Post Covid-19, the difficult business operating environment will put further pressure on the occupancy and rental levels of the office, retail and hotel / leisure sub-sectors, according to Knight Frank Malaysia.
Sarkunan Subramaniam, Managing Director of Knight Frank Malaysia said that there is a need for direct intervention in the commercial property market to help in the recovery process as the current measures are limited.
“It must be recognised that prior to the pandemic, the market was already lacklustre and with all non-essential services and businesses grinding to a halt during this 6-week long MCO, it is bound to head further south,” he said.
Private healthcare businesses are also not spared, Subramanium pointed out, with many experiencing lower occupancies as local patients delay non-urgent treatments while the entry of foreign patients contributing to the country’s medical tourism industry are affected by travel restrictions and lockdown of countries.

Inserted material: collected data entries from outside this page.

PR #195, opened 2026-02-05
feat: add createExternalStore utility and ClockProvider

gcutrini:
ref: https://app.clickup.com/t/86b8dm4da
Add a generic external store factory (`createExternalStore`) using `useSyncExternalStore` that lets components subscribe to frequently-updating data sources without unnecessary re-renders.

Includes a pre-built clock store (`ClockProvider`, `useClock`, `useClockSelector`) wrapping the existing Clock component. This enables projects to move clock state out of Redux, eliminating per-second re-renders of all connected components.

### API

- `createExternalStore(name)` → `{ Provider, useValue, useSelector }`
- `useValue()` — re-renders on every emit
- `useSelector(compute, isEqual)` — re-renders only when the computed result changes

### Clock usage

```js
import { ClockProvider, useClock, useClockSelector } from 'openstack-uicore-foundation/lib/components/clock-context';

<ClockProvider timezone={summit.time_zone_id}>
  <App />
</ClockProvider>

const nowUtc = useClock(); // re-renders every second
const allowedTickets = useClockSelector(compute, isEqual); // re-renders only on change
```

ref: https://app.clickup.com/t/86b8dm4da

## Summary by CodeRabbit

* **New Features**
  * Clock context with Provider plus hooks for server-synced time and selector-based subscriptions.
  * External-store factory and re-exports for easy creation and consumption of shared stores.

* **Documentation**
  * React compatibility note explaining the shim for React 16/17 and guidance for React 18+ migration.

* **Tests**
  * Comprehensive test suites for clock context and external-store behaviors.

* **Chores**
  * Added runtime dependency to support React 16/17 compatibility.

[Review Change Stack](https://app.coderabbit.ai/change-stack/OpenStackweb/openstack-uicore-foundation/pull/195?utm_source=github_walkthrough&utm_medium=github&utm_campaign=change_stack)

### DIFF
--- a/src/utils/external-store.js
+++ b/src/utils/external-store.js
@@ -1,0 +1,201 @@
+/**
+ * Copyright 2026 OpenStack Foundation
+ * Licensed under the Apache License, Version 2.0 (the "License");
+ * you may not use this file except in compliance with the License.
+ * You may obtain a copy of the License at
+ * http://www.apache.org/licenses/LICENSE-2.0
+ * Unless required by applicable law or agreed to in writing, software
+ * distributed under the License is distributed on an "AS IS" BASIS,
+ * WITHOUT WARRANTIES OR CONDITIONS OF ANY KIND, either express or implied.
+ * See the License for the specific language governing permissions and
+ * limitations under the License.
+ *
+ * createExternalStore - Factory for creating React-optimized external stores.
+ *
+ * Problem:
+ *   When a frequently-updating data source (clock, WebSocket, polling, etc.)
+ *   pushes its value into shared state (global store, lifted useState, or a
+ *   context value), every consuming component re-renders on every update,
+ *   even when they only care about a derived condition that rarely changes.
+ *
+ * Solution:
+ *   createExternalStore() returns a Provider and hooks that store the value
+ *   in a ref (no re-renders) and use useSyncExternalStore so components
+ *   can opt in to updates selectively:
+ *
+ *   - useValue() → re-renders on every update
+ *   - useSelector(compute, isEqual) → re-renders only when the computed result changes
+ *
+ *   Components that don't call either hook are never affected by updates.
+ *
+ * How it works:
+ *   1. The Provider stores the value in a ref (writing to a ref never triggers
+ *      a React re-render) and keeps a Set of listener callbacks.
+ *   2. When emit(value) is called, the ref is updated and all listeners are
+ *      notified. These listeners come from useSyncExternalStore.
+ *   3. useSyncExternalStore (React 18, shimmed for 16/17) calls getSnapshot()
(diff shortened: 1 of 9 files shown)


src/utils/external-store.js
```diff
@@ -0,0 +1,201 @@
...
+            const value = getSnapshot();
+
+            if (value === lastValueRef.current) {
+                return lastResultRef.current;
+            }
+
+            const newResult = compute(value);
+            lastValueRef.current = value;
+
+            if (lastResultRef.current !== null && isEqual(lastResultRef.current, newResult)) {
```
smarcet: `null` is used both as the "not yet initialized" sentinel for `lastResultRef` (line 169) and as a possible legitimate return value from `compute`. Once `compute` returns `null`, subsequent `null → null` transitions skip the `isEqual` call entirely — `lastResultRef.current !== null` is `false`, so the custom equality function is never consulted for those transitions.

In practice, `useSyncExternalStore`'s own `Object.is` deduplication prevents spurious re-renders in all current cases, but the contract of the hook is broken: a consumer who passes a custom `isEqual` will find it silently ignored whenever the computed result is `null`.

Prefer a `Symbol` sentinel to cleanly separate the two states:
```js
const UNSET = Symbol();
const lastResultRef = useRef(UNSET);
// …
if (lastResultRef.current !== UNSET && isEqual(lastResultRef.current, newResult)) {
```

src/utils/external-store.js
```diff
@@ -0,0 +1,201 @@
...
+                return lastResultRef.current;
+            }
+
+            lastResultRef.current = newResult;
+            return newResult;
+        }, [getSnapshot, compute, isEqual]);
```
smarcet: `isEqual` is listed as a `useCallback` dependency, so when consumers pass an inline equality function the closure is recreated on every parent render. React's `useSyncExternalStore` responds to a changed `getSnapshot` identity by calling it immediately to check for tearing — correctness is preserved (the fast-path `value === lastValueRef.current` returns the cached result), but the extra call happens on every parent render rather than only on emits.

`compute` already receives ref-based stabilization (lines 174–177). The same pattern applied to `isEqual` eliminates the overhead and is consistent with how the rest of the hook is written:
```js
const lastIsEqualRef = useRef(isEqual);
lastIsEqualRef.current = isEqual; // always up-to-date, no cache invalidation needed

const getComputedValue = useCallback(() => {
    // …
    if (lastResultRef.current !== null && lastIsEqualRef.current(lastResultRef.current, newResult)) {
    // …
}, [getSnapshot, compute]); // isEqual removed from deps
```

smarcet (changes requested):
@gcutrini please review comments
also please check merge conflicts

smarcet (approved):
LGTM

Beside this, he hopes the government will also consider waiving the property taxes such as quit rent and assessment for the second half of 2020, and reduce the stamp duty to cushion the impact of Covid-19 on the Malaysia property market.
“It is also timely for the government to lift the cooling measures to spur transactional activity and encourage long-term investment,” Subramaniam said.
In its Malaysia Commercial Real Estate Investment Sentiment Survey (CREISS) 2020, the property consultancy firm found that with the exception of the healthcare sub-sector, over 50 percent of respondents expect capital values for all sub-sectors to remain stagnant in 2020.
The survey which was conducted in February 2020, gathered insights and preferences of developers, commercial lenders and fund/REIT managers in the commercial sector for 2020.
The survey revealed that about 41 percent and 60 percent of the respondents expect an increase in capital values for the logistics/industrial and healthcare segments respectively.
Meanwhile, close to 30 percent of respondents expect values of office and retail assets to decline in 2020.
Some 60 percent of respondents expect rentals of retail space to fall, while 46 percent expect rentals to trend down for the office segment.
On a final note, the firm said the magnitude of Covid-19 effects upon the real estate market is currently unknown and will largely depend on both the scale and longevity of the outbreak.